O puxão de guerra entre cirurgia e cirurgia para lesões cervicais pré-cancerosas

  Miao Jinwei do Departamento de Ginecologia do Hospital Maternitário de Pequim: O CIN I que utiliza o tratamento LEEP é possível, se você e a sua família estiverem muito preocupados com este método pode ser utilizado, mas recomendamos que se dirija a uma cirurgia hospitalar regular, porque a operação não está padronizada para afectar o diagnóstico e tratamento subsequente.  Paciente: Descrição do estado (hora do início, principais sintomas, hospital visitado, etc.): os resultados da TCT são contagem de células 5000, células do canal cervical: nenhuma, células sépticas: nenhuma, células inflamatórias: sim, a infecção por tricomonas sugere: nenhuma, a infecção por micobactérias sugere: nenhuma, a infecção por herpes sugere: nenhuma, a infecção por HPV sugere: cinco. Opinião diagnóstica: células escamosas atípicas de significado pouco claro . Alguns médicos recomendam o LEEP, outros não. Prescrevem interferão artificial {Yu Jing An}.  O mais importante é que por enquanto não necessitará de cirurgia LEEP, como pode ver na descrição do seu estado e nas últimas directrizes para lesões cervicais. De momento, não é necessário LEEP. Alguns CINI podem ser invertidos, especialmente em pacientes com HPV-negativos, pelo que não é necessário estar nervoso.
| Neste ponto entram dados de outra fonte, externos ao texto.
PR #34946, opened 2026-05-12
core: introduce GasChangeHook v2

rjl493456442:
This PR introduces GasChangeHook V2, as the pre-requisite for landing EIP-8037.

### DIFF
--- a/core/tracing/hooks.go
+++ b/core/tracing/hooks.go
@@ -309,13 +309,13 @@ type Hooks struct {
 
 // HasGasHook reports whether any gas-change hook is registered. Call sites
 // should use this to short-circuit before constructing the Gas / GasBudget
-// arguments to FireGasChange when tracing is off — the dispatch is otherwise
+// arguments to EmitGasChange when tracing is off — the dispatch is otherwise
 // always paid the cost of evaluating those args.
 func (h *Hooks) HasGasHook() bool {
 	return h != nil && (h.OnGasChangeV2 != nil || h.OnGasChange != nil)
 }
 
-// FireGasChange dispatches a gas change event to the registered hooks. If the
+// EmitGasChange dispatches a gas change event to the registered hooks. If the
 // multi-dimensional OnGasChangeV2 hook is set it is invoked with the full Gas
 // vectors; otherwise the single-dimensional OnGasChange hook is invoked with
 // the regular-gas dimension only. The call is a no-op when the receiver is
@@ -323,7 +323,7 @@ func (h *Hooks) HasGasHook() bool {
 //
 // Call sites SHOULD use this helper instead of invoking the hooks directly so
 // that both variants stay consistent across the Amsterdam fork boundary.
-func (h *Hooks) FireGasChange(old, new Gas, reason GasChangeReason) {
+func (h *Hooks) EmitGasChange(old, new Gas, reason GasChangeReason) {
 	if h == nil || reason == GasChangeIgnored {
 		return
 	}
--- a/core/tracing/hooks.go
+++ b/core/tracing/hooks.go
@@ -164,31 +164,33 @@ type (
 	// FaultHook is invoked when an error occurs during the execution of an opcode.
 	FaultHook = func(pc uint64, op byte, gas, cost uint64, scope OpContext, depth int, err error)
 
-	// GasChangeHook is invoked when the regular gas dimension changes.
+	// GasChangeHook reports changes to the regular execution gas. Tracers
+	// that don't need visibility into the state-access gas dimension
+	// introduced by EIP-8037 (Amsterdam) can implement only this hook; it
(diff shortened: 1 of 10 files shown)


core/tracing/hooks.go
```diff
@@ -164,10 +164,34 @@ type (
...
 
-	// GasChangeHook is invoked when the gas changes.
+	// GasChangeHook is invoked when the regular gas dimension changes.
+	//
+	// This hook is the single-dimensional, pre-Amsterdam gas tracing hook. It
+	// remains the canonical hook for all forks prior to Amsterdam (where gas
+	// metering is single-dimensional) and continues to fire post-Amsterdam for
+	// any change that affects the regular gas dimension. Tracers that do not
+	// need visibility into the state-access gas dimension should keep using
+	// this hook; they require no changes to work across the Amsterdam fork.
```
s1na: Reading these comments my understanding was that for pre-Amsterdam we only invoke GasChangeHook and for post either GasChange or GasChangeV2. I suggest changing the comment slightly for clarity.

```suggestion
	// GasChangeHook reports changes to the regular execution gas. Tracers
	// that don't need visibility into the state-access gas dimension
	// introduced by EIP-8037 (Amsterdam) can implement only this hook; it
	// will continue to fire across the Amsterdam fork unchanged.
	//
	// If both this hook and GasChangeHookV2 are implemented on the same
	// tracer, only V2 will be invoked. Implement exactly one to avoid
	// double-counting.
```

core/tracing/hooks.go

Desejo-lhe boa saúde.  Paciente: O médico que fez a biopsia disse que eu devia fazer uma anuloplastia. Tenho 43 anos, o que é uma idade perigosa, e a minha família está preocupada. É melhor ou não fazer ou não fazer? Obrigado, doutor.  Miao Jinwei, Departamento de Ginecologia, Hospital de Obstetrícia e Ginecologia de Pequim: Como procedimento, existe o risco de hemorragia e infecção, mas normalmente não há sequelas graves. Contudo, o NIC I pertence à categoria daqueles que podem ser tratados primeiro com medicação e depois observar o efeito, por isso penso pessoalmente que se tiver preocupações sobre a cirurgia, pode seguir a medicação prescrita pelo seu médico por enquanto e revê-la a tempo, e depois considerar a cirurgia se esta continuar a não reverter ou piorar.  Paciente: A minha família tem medo da velocidade do progresso e quer que eu o faça agora. Gostaria de perguntar ao médico se é menos preocupante tê-lo feito do que não o ter feito.